Miguel led him through the outer edges of the Montes Azules Reserve that lay in Chiapas. The shouts from behind them faded, finally stopping altogether. Ray followed his guide’s breakneck pace, desperate to reach safety before the dimness of jungle became the blackness of night.
They slowed to a jog when the growth thickened. Several times Miguel stopped to help Ray push through walls of vegetation. His shoulder ached and his cheek stung with every drop of sweat that found its way to a cut he’d received during the attack. Thankfully it stopped bleeding.
Thoughts of Cathy filled his head—the way she looked running through the hayfield, her bright red hair standing out among the stalks. Leaving her behind tore him apart but, at least, his lone departure kept her safe. What would he have done had she been at the mission with him? He shuddered.
With God’s help, he hoped to see her again, though he knew things would never be the same between them.
Ray lost sight of Miguel in the filtering light. He’d ducked into a low arch in a mass of vines. Ray saw no other way around the layers of underbrush. Like the Going on a Bear Hunt book his mom used to read to him, the living barrier allowed no access around, over, or through the bushes. He had to follow Miguel and crawl under heavy branches. He thanked the Lord that he had tied up his arm to keep the lifeless thing out of the way.
He hit all fours—well, threes—hopping like a lame dog. He struggled through the labyrinth, army-crawling for the last few yards. Working his way out, Ray left the great wall of jungle. A western road that led to San Salbitaso lay under his knees.
At least the path didn’t go near Dumaus, though the hunters might have changed course.
Ray’s memories of the vicious surge, led by the four hooded men, hurt worse than the throbbing of his shoulder and his cheek put together. He had no idea who or how many, but people died in that little stucco building. His people. They had depended on him. He let them down. He didn’t know how deeply the assassin’s knife had slashed his cheek, but nothing cut as deeply as the consequences of his failure.
All of his failure.
Miguel stopped to look at his cheek before the setting sun removed all chances of seeing anything. “Your cut looks bad, amigo. Better stop and clean it.”

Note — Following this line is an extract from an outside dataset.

PR #9639, opened 2024-09-25
Tool call support (generic + native for Llama, Functionary, Hermes, Mistral, Firefunction, DeepSeek) w/ lazy grammars

ochafik:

“The airfield’s close, right? Wait ’til we get there.” Ray didn’t pause. Let Miguel catch up with him for a change.
Hesitations caused this problem in the first place. Ray received threats but didn’t take them seriously. Well, he believed them now. With people he cared for at risk, he dare not let his guard down.
He jogged to the rise above San Salbitaso. The valley spread below him like a panoramic photograph. The last rays of the sun illuminated the tiny village of thatched roofs cradled between two rocky hills. Though he likely viewed the beauty for the last time, he dared not pause to create a mental picture, as the camouflage of the jungle no longer protected them. The little-used road gave direction, but if Miguel found this washed-out, two-rutted track, those hunting them would have no problem. The remaining light faded. Dusk worked in their favor. He picked up the pace.
Safety neared, but uncertainty threatened to blast a hole in the net.